Mathematics is sometimes regarded as a “universal language,” as it is grounded in abstract concepts such as numbers and shapes. And there is some truth to that! After all, two people who speak different languages may still be able to solve the same math problem and get the same solution. However, language is nevertheless essential for teaching math, as mathematics is inextricably linked to the language in which it is taught.
Proficiency in any language relies on two factors: language comprehension and language production. When it comes to teaching math to ELL students, we can look closely across lessons and consider, “What is the language load at this moment? Comprehension or production?” Then we can leverage targeted strategies to promote academic language development while also deepening mathematical understanding.
Students learning English carry a different cognitive load when they are also learning mathematics.
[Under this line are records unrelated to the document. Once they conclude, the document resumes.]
PR #1447, opened 2020-08-10
Add button to copy highlighted requests to routes (mock requests)

bizzguy:
## Summary

Add feature to Network mocks in the Network Plugin which would allow a user to highlight network requests and copy into new routes (mocks).

For many production apps, network requests can contain many headers (easily 20 or more) and a large amount of data  returned in the response (1000's of characters).  Creating mocks for these manually is time consuming and error prone.

It would be better to make mocks automatically by allowing the user to highlight desired requests and have them automatically copied into new routes, also copying the headers and the response data.

## Changelog

Allow user to create new routes by highlighting existing network requests in the Network plugin

## Test Plan

Tested this change manually by running through the following scenario using the sample Android app:

1). Run a GET request from the Sample app.  Verify that the request/response is correct.  Highlight the request to be copied.

request-screen

2). Go to the Mock dialog by clicking on the "Mock" button

mock-screen

3).  Click on "Copy Highlighted Call" to create a mock Route from the selected request.  Verify that the "data" and "headers" tab panels are correct.

mock-screen-2

mock-screen-3

Close the Dialog

4).  Run the request again from the sample app and verify that a mock request is returned with the correct data.

response-mock-1

response-mock-2

### DIFF
--- a/desktop/plugins/network/ManageMockResponsePanel.tsx
+++ b/desktop/plugins/network/ManageMockResponsePanel.tsx
@@ -18,24 +18,24 @@ import {
   colors,
   Panel,
 } from 'flipper';
-import React, {useContext, useState, useMemo, useEffect} from 'react';
+import React, { useContext, useState, useMemo, useEffect } from 'react';
 
-import {Route, Request, Response} from './types';
+import { Route, Request, Response } from './types';
 
-import {MockResponseDetails} from './MockResponseDetails';
-import {NetworkRouteContext} from './index';
-import {RequestId} from './types';
+import { MockResponseDetails } from './MockResponseDetails';
+import { NetworkRouteContext } from './index';
+import { RequestId } from './types';
 
 type Props = {
-  routes: {[id: string]: Route};
+  routes: { [id: string]: Route };
   highlightedRows: Set<string> | null | undefined;
-  requests: {[id: string]: Request};
-  responses: {[id: string]: Response};
+  requests: { [id: string]: Request };
+  responses: { [id: string]: Response };
 };
 
-const ColumnSizes = {route: 'flex'};
+const ColumnSizes = { route: 'flex' };
 
-const Columns = {route: {value: 'Route', resizable: false}};
+const Columns = { route: { value: 'Route', resizable: false } };
 
 const AddRouteButton = styled(FlexBox)({
   color: colors.blackAlpha50,
@@ -88,8 +88,8 @@ const Icon = styled(Glyph)({
 });
 
 // return ids that have the same pair of requestUrl and method; this will return only the duplicate
-function _duplicateIds(routes: {[id: string]: Route}): Array<RequestId> {
-  const idSet: {[id: string]: {[method: string]: boolean}} = {};
+function _duplicateIds(routes: { [id: string]: Route }): Array<RequestId> {
+  const idSet: { [id: string]: { [method: string]: boolean } } = {};
   return Object.entries(routes).reduce((acc: Array<RequestId>, [id, route]) => {
     if (idSet.hasOwnProperty(route.requestUrl)) {
       if (idSet[route.requestUrl].hasOwnProperty(route.requestMethod)) {
@@ -101,14 +101,14 @@ function _duplicateIds(routes: {[id: string]: Route}): Array<RequestId> {
       };
       return acc;
     } else {
-      idSet[route.requestUrl] = {[route.requestMethod]: true};
+      idSet[route.requestUrl] = { [route.requestMethod]: true };
       return acc;
     }
   }, []);
 }
 
 function _buildRows(
-  routes: {[id: string]: Route},
+  routes: { [id: string]: Route },
   duplicatedIds: Array<string>,
   handleRemoveId: (id: string) => void,
 ) {
@@ -148,12 +148,12 @@ function RouteRow(props: {
           <Icon name="caution-triangle" color={colors.yellow} />
         )}
         {props.text.length === 0 ? (
-          <TextEllipsis style={{color: colors.blackAlpha50}}>
+          <TextEllipsis style={{ color: colors.blackAlpha50 }}>
             untitled
           </TextEllipsis>
         ) : (
-          <TextEllipsis>{props.text}</TextEllipsis>
-        )}
+            <TextEllipsis>{props.text}</TextEllipsis>
+          )}
       </FlexRow>
     </FlexRow>
   );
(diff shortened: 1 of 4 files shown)


passy:
Woah, that's super cool! Thanks for working on this and the detailed test plan!

I've only had a cursory look but want to import this straight away to get feedback. :)

bizzguy:
@passy   Thanks for the feedback.  

I still seem to be having some weird lint problems.  There are lint errors appearing in the build report that don't seem to be problems in my original code.  Mostly related to spaces inside squiggly braces.  Is it possible that something in the build chain is formatting the code incorrectly.  Or is it just something I did wrong.  

I did run "yarn fix" on the "desktop" directory before pushing the PR.

Also, there are some UI changes that still need to be done to "MockResponseDetails".  If there are more than 10 or so headers they go beyond the bottom of the panel instead of scrolling.  I'm planning to work on that next.

desktop/plugins/network/ManageMockResponsePanel.tsx
```diff
@@ -185,7 +198,7 @@ export function ManageMockResponsePanel(props: Props) {
     }
     setCurrentRouteSize(routeSize);
   }, [routes]);
-  const duplicatedIds = useMemo(() => _duplicateIds(routes), [routes]);
+  const duplicatedIds = useMemo(() => _duplicateIds(props.routes), [routes]);
```
passy, line 201: Just one nit here: Shouldn't the dependency here also change from `routes` to `props.routes` to ensure this does update correctly?

bizzguy: I think you're right, I'll make that change.  Thanks.

bizzguy: @passy. I made the fix but it caused a crash in testing so I reversed it.

bizzguy: It appears to be checking (and memorizing) the list of duplicate ids.  Which seems to be working fine.  

"routes" is assigned from "props.routes" in line 189.

bizzguy: @passy Looks like there is a problem with routes created through "copy highlighted".  I'm now starting to get an error message that occurs when I update a route that was copied.  It looks to be in an NDK library on the device (but that's just my guess).  Here's the crash report:

image

bizzguy: @passy   I have not been able to reproduce the error.  For now, I'm assuming it was just a problem for me.

However, while researching empty string problems (which is what the stack trace seems to suggest is the issue) I did find a related edge case.  How should an empty value for an HTTP header be handled?

The Flipper plugin was not adding the header if either the name or value was empty.  But according to the HTTP specification, an empty value is allowed:

[](https://stackoverflow.com/questions/12130910/how-to-interpret-empty-http-accept-header)

bizzguy: @passy. Some additional info on your comment.

You asked about this line:

  const duplicatedIds = useMemo(() => _duplicateIds(props.routes), [routes]);

You  asked if the 2nd occurence of "routes" should also be "props.routes".  The short answer is yes and I did make the change.

After consulting with someone who knows react, they pointed out that by changing the Props object, the deconstruction of routes no longer works the same, so I had to remove this line as well:

    const {routes} = props;

Now everything seems to work properly.

Also, was wondering how you added the code to your comment.  I'd like to be able to do that also.

bizzguy:
@passy I updated this PR to fix the merge conflicts with the body-format PR.  I'm still getting an error in the checks but it appears to be outside of my changes.  Is there anything more I need to do?  Thanks.

passy:
Brilliant. Thanks for making the changes! And really sorry for the delays in the review. It's been a busy few weeks!

desktop/plugins/network/ManageMockResponsePanel.tsx
mweststrate: @bizzguy I might be missing something, but things should behave exactly the same when and when not destructuring `routes`, as `props` is a new object every render. If it does matter, it sounds like there is something side-effectful happening during render? So this render component should behave exactly the same with and without this change, and if there is a change, I'd be a little bit concerned :)

desktop/plugins/network/index.tsx
```diff
@@ -387,6 +404,40 @@ export default class extends FlipperPlugin<State, any, PersistedState> {
...
+              const nextRouteId = draftState.nextRouteId;
+              draftState.routes[nextRouteId.toString()] = {
+                requestUrl: requests[row].url,
+                requestMethod: requests[row].method,
+                responseData: responseData as string,
+                responseHeaders: headers,
+                responseStatus: responses[row].status.toString(),
+              };
+              draftState.nextRouteId = nextRouteId + 1;
+              informClientMockChange(draftState.routes);
```
mweststrate, line 436: This is an awesome feature! Thanks for building it :)

Regarding `informClientMockChange`: This should best be done after the produce, as otherwise the draft is leaked from the produce, which will throw exceptions if any async reference is made the to the routes. So this would become:

```
setState(state => {
   const nextState = produce(state, /* same fn */)
   informClientMockChange(nextState.routes)
   return nextState
})
```

Note that using a side effect in setState is an anti pattern in itself, so instead of the above, the idiomatic thing to do is `useEffect(() => { informClientMockChange(nextState.routes) }, [nextState.routes])`, but that is a higher impact change as multiple code paths lead there, so I can live with the first proposed solution as well

shoeguy: @mweststrate Thanks for the feedback.  I'm an Android developer so struggling a bit with the JavaScript.

I made the changes you suggested (I think!) but having some issues with it.  Here's the code for the function "copyHighlightedCalls" along with the error message.  I hoping you can give me some direction on it.  Thanks

image

mweststrate: should be `produce(state, (state: State) => /* etc */`

shoeguy: @mweststrate You're a guru!  Made the change and tested it.  Just pushed so it should show up shortly.

bizzguy:
@passy  Notice that this PR is marked as "Changes Requested".  I don't see anything I need to do but just wanted to make sure there was nothing.   Thanks

passy (approved):
Sorry! This does look good, I'm just waiting for internal sign-off for this to go in. :)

What follows are ELL strategies for math that lighten the students' cognitive load so that they can show mathematical understanding while you maintain rigor in the lesson.
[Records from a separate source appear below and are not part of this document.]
PR #1479, opened 2020-08-18
[Flipper] Introduced first class console to help users debugging issues

mweststrate:
## Summary

Handling issues typically start with: did you look at the Electron logs? Since Flipper is such an extensible tool, running in varying environments I think the console should be support as first class concept. Many errors are currently not shown to the user. This PR is a first attempt to fix that. 

The implementation is based on https://github.com/samdenty/console-feed, which is used by quite some web based IDE like tools (like codesandbox), and offers a lot of goodies out of the box, like collapsing errors, objects, etc.

Edit: also added a counter keeping track of the amount of errors

N.B. no need to immediately review this diff, I'll import it to phabricator as soon as I can :)

## Changelog

changelog: Introduce 'Debug Logs' section to help users to troubleshoot issues or to provide more accurate reports.

## Test Plan

Screenshot from 2020-08-18 15-29-55


passy:
Yay, Flipper is getting some love on Linux again!

PR #1313, opened 2025-01-30
[PM-17710] Fix NotificationCenterServiceTests race condition failure

fedemkr:
## 🎟️ Tracking

[PM-17710](https://bitwarden.atlassian.net/browse/PM-17710)

## 📔 Objective

Fix NotificationCenterServiceTests race condition failure that caused tests to execute until timeout or fail randomly with the new `maximum-test-execution-time-allowance` setting.

This was caused when `notificationCenter.post(...)` was executed before the `iterator.next()` started. Therefore the notification value was missed from the publisher and the test never ended.

In order to fix this without adding an explicit `Task.sleep(...)` I've moved the `for await in publisher` to the setup where a flag is set when the value is received and then I call the `notificationCenter.post(...)` inside the `try await waitForAsync { ... }` so if the first time the post is missed then it will loop again in it `waitForAsync` and post again until the publisher is ready, receives the notification value and updates the flag.

I've run each test 100 times locally and with the fix all passed whereas before in around 30-40 times runs it was failing.
Plus all runs of each test are under 0,5 seconds so we're inside the `maximum-test-execution-time-allowance` of 1 second.
So hopefully we won't encounter these tests failing in CI anymore.

## ⏰ Reminders before review

- CI builds passed

## 🦮 Reviewer guidelines

[PM-17710]: https://bitwarden.atlassian.net/browse/PM-17710?atlOrigin=eyJpIjoiNWRkNTljNzYxNjVmNDY3MDlhMDU5Y2ZhYzA5YTRkZjUiLCJwIjoiZ2l0aHViLWNvbS1KU1cifQ

### DIFF
--- a/BitwardenShared/Core/Platform/Services/NotificationCenterServiceTests.swift
+++ b/BitwardenShared/Core/Platform/Services/NotificationCenterServiceTests.swift
@@ -7,15 +7,39 @@ final class NotificationCenterServiceTests: BitwardenTestCase {
 
     var notificationCenter: NotificationCenter!
     var subject: DefaultNotificationCenterService!
+    var didEnterBackgroundTask: Task<Void, Never>!
+    var didEnterBackgroundPublished: Bool = false
+    var willEnterForegroundTask: Task<Void, Never>!
+    var willEnterBackgroundPublished: Bool = false
 
     // MARK: Setup & Teardown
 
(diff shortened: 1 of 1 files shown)


KatherineInCode (approved):
👍🏻 Good catch, and I like this solution!

PR #1317, opened 2025-01-31
[PM-17914] Show connect to watch toggle only on iPhone

infinitepower18:
## 📔 Objective

The connect to watch toggle is now only shown if the app is run on iPhone. There is no use showing the toggle on iPad and iPod touch as those devices can't be paired to an Apple Watch.

## ⏰ Reminders before review

- CI builds passed

## 🦮 Reviewer guidelines


BitwardenShared/UI/Platform/Settings/Settings/Other/OtherSettingsState.swift
```diff
@@ -19,4 +21,11 @@ struct OtherSettingsState {
 
     /// A toast message to show in the view.
     var toast: Toast?
+
+    // MARK: Computed Properties
+
+    /// Whether the connect to watch toggle should be shown.
+    var shouldShowConnectToWatchToggle: Bool {
+        UIDevice.current.model == "iPhone"
+    }
```
fedemkr, line 30: 🎨 Even though this is fine and achieves the goal it's not easy to mock and test. So in order to improve this and be consistent to how we implement this kind of stuff I'd make this a normal property:
```suggestion
    /// Whether the connect to watch toggle should be shown.
    var shouldShowConnectToWatchToggle: Bool = false
```
Then I'd inject in the `OtherSettingsProcessor` the `SystemDevice` object (this can be done by adding `& HasSystemDevice` to the `Services` typealias in there). And then in `loadInitialValues()` I would update the state with that:
```swift
state.shouldShowConnectToWatchToggle = services.systemDevice.isIPhone
```
As you can see I've used a property `isIPhone` which should be added to the `SystemDevice` extension so the logic can be reused and have everything concentrated in one place thus it's more maintainable:
```swift
var isIPhone: Bool {
    model == "iPhone"
}
```
🎨  And then add the tests for all these new logic which is easier now that the `SystemDevice` protocol is being used so in the tests you can use `MockSystemDevice` to change the `model` and check each behavior.

fedemkr (commented):
Hi there, great catch! Thank you for your contribution and here I leave you some improvements to make in order to be consistent on how we implement this kind of logic in the app.

fedemkr (commented):
🎉  Great thanks for the improvements, just one last minor thing.

BitwardenShared/UI/Platform/Settings/Settings/Other/OtherSettingsProcessor.swift
```diff
@@ -72,6 +72,7 @@ final class OtherSettingsProcessor: StateProcessor<OtherSettingsState, OtherSett
             state.clearClipboardValue = services.settingsRepository.clearClipboardValue
             state.isAllowSyncOnRefreshToggleOn = try await services.settingsRepository.getAllowSyncOnRefresh()
             state.isConnectToWatchToggleOn = try await services.settingsRepository.getConnectToWatch()
+            state.shouldShowConnectToWatchToggle = services.systemDevice.isIPhone
```
fedemkr, line 75: 🎨 Add a test for this line in `OtherSettingsProcessorTests -> test_perform_loadInitialValues_success`

BitwardenShared/Core/Platform/Utilities/SystemDevice.swift
```diff
@@ -14,6 +14,9 @@ protocol SystemDevice {
 
     /// The version of the operating system on the device, e.g. "17.0".
     var systemVersion: String { get }
+
+    /// Whether the device is an iPhone.
+    var isIPhone: Bool { get }
```
fedemkr, line 19: 🎨 Tests are failing because `MockSystemDevice` doesn't have the conformance to this new property, could you add this getter property to it?

fedemkr (approved):

fedemkr:
Hi @infinitepower18 this PR has been approved and moved to QA for testing. Thank you so much for your contribution!

fedemkr:
Hi @infinitepower18 , QA tested this and even though it works on most cases the toggle is still shown when the device is `iPod`. So I was thinking we could just check `WCSession.default.isSupported` which would be a more general solution for any device given that it will actually check if the device supports a watch session instead of changing which device you're on.
Would you like to do the change? Otherwise I can take of it. Thanks again for your contribution!

infinitepower18:
Hi @fedemkr, do you mind if you do the change? Thanks

fedemkr:
Hi @infinitepower18 sure thing I'll fix that and again thank you so much for your contribution! 😄

PR #1329, opened 2025-02-05
[PM-8714] Key displayed error on user delete on verification error

KatherineInCode:
## 🎟️ Tracking

https://bitwarden.atlassian.net/browse/PM-8714

## 📔 Objective

This changes what we display when a user attempts to delete their account but cannot for some reason. Previously, we treated all failures as an incorrect password or OTP; however, another reason is that the user is the sole owner of an organization, which was still seeing an invalid password message. This adjusts to look at the validation error sent by the server and if it is one that we recognize, provide a localized error message tailored to the issue.

We cannot use the server error message because it is not localized (at least, as near as I can tell); and the only way we have to identify the reason is through string compare. Further discussion is in the ticket.

## ⏰ Reminders before review

- CI builds passed

## 🦮 Reviewer guidelines


BitwardenShared/UI/Platform/Application/Support/Localizations/en.lproj/Localizable.strings
```diff
@@ -1112,3 +1112,4 @@
 "CheckPasswordForDataBreaches" = "Check password for data breaches";
 "PrivateNote" = "Private note";
 "XItems" = "%1$@ items";
+"CannotDeleteThisUserBecauseItIsTheSoleOwnerOfAtLeastOneOrganization." = "Cannot delete this user because it is the sole owner of at least one organization. Please delete these organizations or upgrade another user.";
```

A note on language: we employ the common phrase English language learner, along with the acronym ELL, but we also recognize that this is imperfect nomenclature. Students who are learning English do not fit neatly into a single label.
ELL Strategies for Math: Language Comprehension
1: Use Routines That Break Down Word Problems
Word problems present an especially tough problem to students learning English. They’re hard enough for students who are further along in their English language development! Word problems demand that the reader parse plenty of non-mathematical vocabulary such as names, objects, jobs, and places.
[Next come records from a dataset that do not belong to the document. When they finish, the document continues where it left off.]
PR #1372, opened 2025-02-21
PM-18127: Added authenticator app icon for 2FA screen

ezimet-livefront:
## 📔 Objective

- Added icon for authenticator app method.
## ⏰ Reminders before review

- CI builds passed

## 🦮 Reviewer guidelines


BitwardenShared/UI/Auth/Login/TwoFactorAuth/TwoFactorAuthView.swift
```diff
@@ -120,11 +118,20 @@ struct TwoFactorAuthView: View {
...
+                .resizable()
+                .frame(width: 124, height: 124)
+        case .authenticatorApp:
+            Image(decorative: Asset.Images.Illustrations.authenticatorApp)
+                .resizable()
+                .frame(width: 124, height: 124)
+        default:
+            EmptyView()
+        }
     }
```
fedemkr, line 135: 🤔 I think it'd be nice to have a computed property in the state that just returns an optional image to show, then you can change this to return an `EmptyView` if the computed property is `nil` and bind the property to the image `decorative` if there's a value in there. Therefore if more images are added per authMethod you only need to change the state instead of creating one `Image` view per `authMethod`.
```suggestion
    /// The image representing the selected authentication method.
    @ViewBuilder private var authMethodImage: some View {
        if let authMethodImage = store.state.authMethodImage {
            Image(decorative: authMethodImage)
                .resizable()
                .frame(width: 124, height: 124)
        } else {
            EmptyView()
        }
    }
```
🤔 Additionally, I was wondering if it'd be good to replace this and the `detailText` with `PageHeaderView` as I think @KatherineInCode suggested a while back. Although, we'd need to make several things optional in the custom control and also it doesn't have the `detailImageAsset` so maybe it's not a good idea to replace it. Thoughts?

ezimet-livefront: Yeah, I don't think it would be good idea to change ```PageHeaderView``` for this case.
I think computed property is good approach here.

fedemkr (approved):

PR #1383, opened 2025-02-25
[PM-18486] Fix register Fido2 credential excluded credential found flow

fedemkr:
## 🎟️ Tracking

[PM-18486](https://bitwarden.atlassian.net/browse/PM-18486)

## 📔 Objective

Fix on Fido2 credential creation excluded credential found flow, that when a user edits such excluded credential found and removes the passkey from it. Then on going back to the list screen the previous excluded credential shouldn't be shown and the normal Fido2 credential creation flow list should be shown.

## ⏰ Reminders before review

- CI builds passed

## 🦮 Reviewer guidelines

[PM-18486]: https://bitwarden.atlassian.net/browse/PM-18486?atlOrigin=eyJpIjoiNWRkNTljNzYxNjVmNDY3MDlhMDU5Y2ZhYzA5YTRkZjUiLCJwIjoiZ2l0aHViLWNvbS1KU1cifQ

### DIFF
--- a/BitwardenShared/UI/Vault/Vault/AutofillList/VaultAutofillListProcessor.swift
+++ b/BitwardenShared/UI/Vault/Vault/AutofillList/VaultAutofillListProcessor.swift
@@ -406,6 +406,11 @@ class VaultAutofillListProcessor: StateProcessor<// swiftlint:disable:this type_
                 }
                 guard let cipher else { continue }
 
+                guard cipher.hasFido2Credentials else {
+                    state.excludedCredentialFound = false
+                    break
+                }
+
                 let vaultListSection = try await services.vaultRepository.createAutofillListExcludedCredentialSection(
                     from: cipher
                 )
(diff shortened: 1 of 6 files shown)


BitwardenShared/UI/Vault/Vault/AutofillList/VaultAutofillListProcessor.swift
```diff
@@ -486,7 +491,10 @@ extension VaultAutofillListProcessor: Fido2UserInterfaceHelperDelegate {
 
     func informExcludedCredentialFound(cipherView: CipherView) async {
         state.excludedCredentialFound = true
-        await updateExcludedCredentialSection(from: cipherView)
+        Task { [weak self] in
+            guard let self else { return }
+            await updateExcludedCredentialSection(from: cipherView)
```
matt-livefront, line 496: 🤔 I think it'd be better to not spin up a separate task for this. The problem with this is that the task is created, but nothing is going to stop it when the user navigates away from the view. Since it listens to a publisher, I think it will just keep on listening after the view is dismissed.

An alternative to this would be in the view, create a task that performs an action when the view appears or if `state.excludedCredentialFound` changes:

```
.task(id: store.state.excludedCredentialFound) { // Could replace the existing streamAutofillItems task.
    await store.perform(.streamAutofillItems)
}
```

I think we'd likely need to add logic in the processor to call `updateExcludedCredentialSection()` or `streamAutofillItems()`, but that seems like a better approach to me. Then when `excludedCredentialFound` changes, the existing task will be cancelled and the list will be re-populated. Do you think that could work?

fedemkr: Oh, you're totally right; forgot about task cancellation on navigation. Fixed 😄 Although no extra logic needed for the stream autofill items as it's done automatically when the view appears again.

matt-livefront (approved):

Mathematics instruction will always include word problems, as that is how to articulate complex mathematical situations. Strategies like Three Reads, Stronger and Clearer Each Time, and Compare and Connect help break down the context of a problem and guide students in focusing on one aspect of the language at a time.
2: Focus on Mathematical Vocabulary
Learning mathematics is so much more than learning mathematical vocabulary. Spend time on the words.
For multilingual learners, vocabulary can sometimes be an entryway into the math. Students may have existing notions about words such as product, times, and one, for example, and by discussing them, you are connecting about ideas on both language and mathematics. Your students will help you learn other languages as you help them learn math, a symbiotic relationship.
Provide vocabulary instruction upfront both for mathematical vocabulary and non-mathematical vocabulary that appears in word problems students will confront in the lesson. Vocabulary instruction involves more than just reviewing definitions. It can include playing vocabulary games, reading math readers, and using tools such as word banks and anchor charts.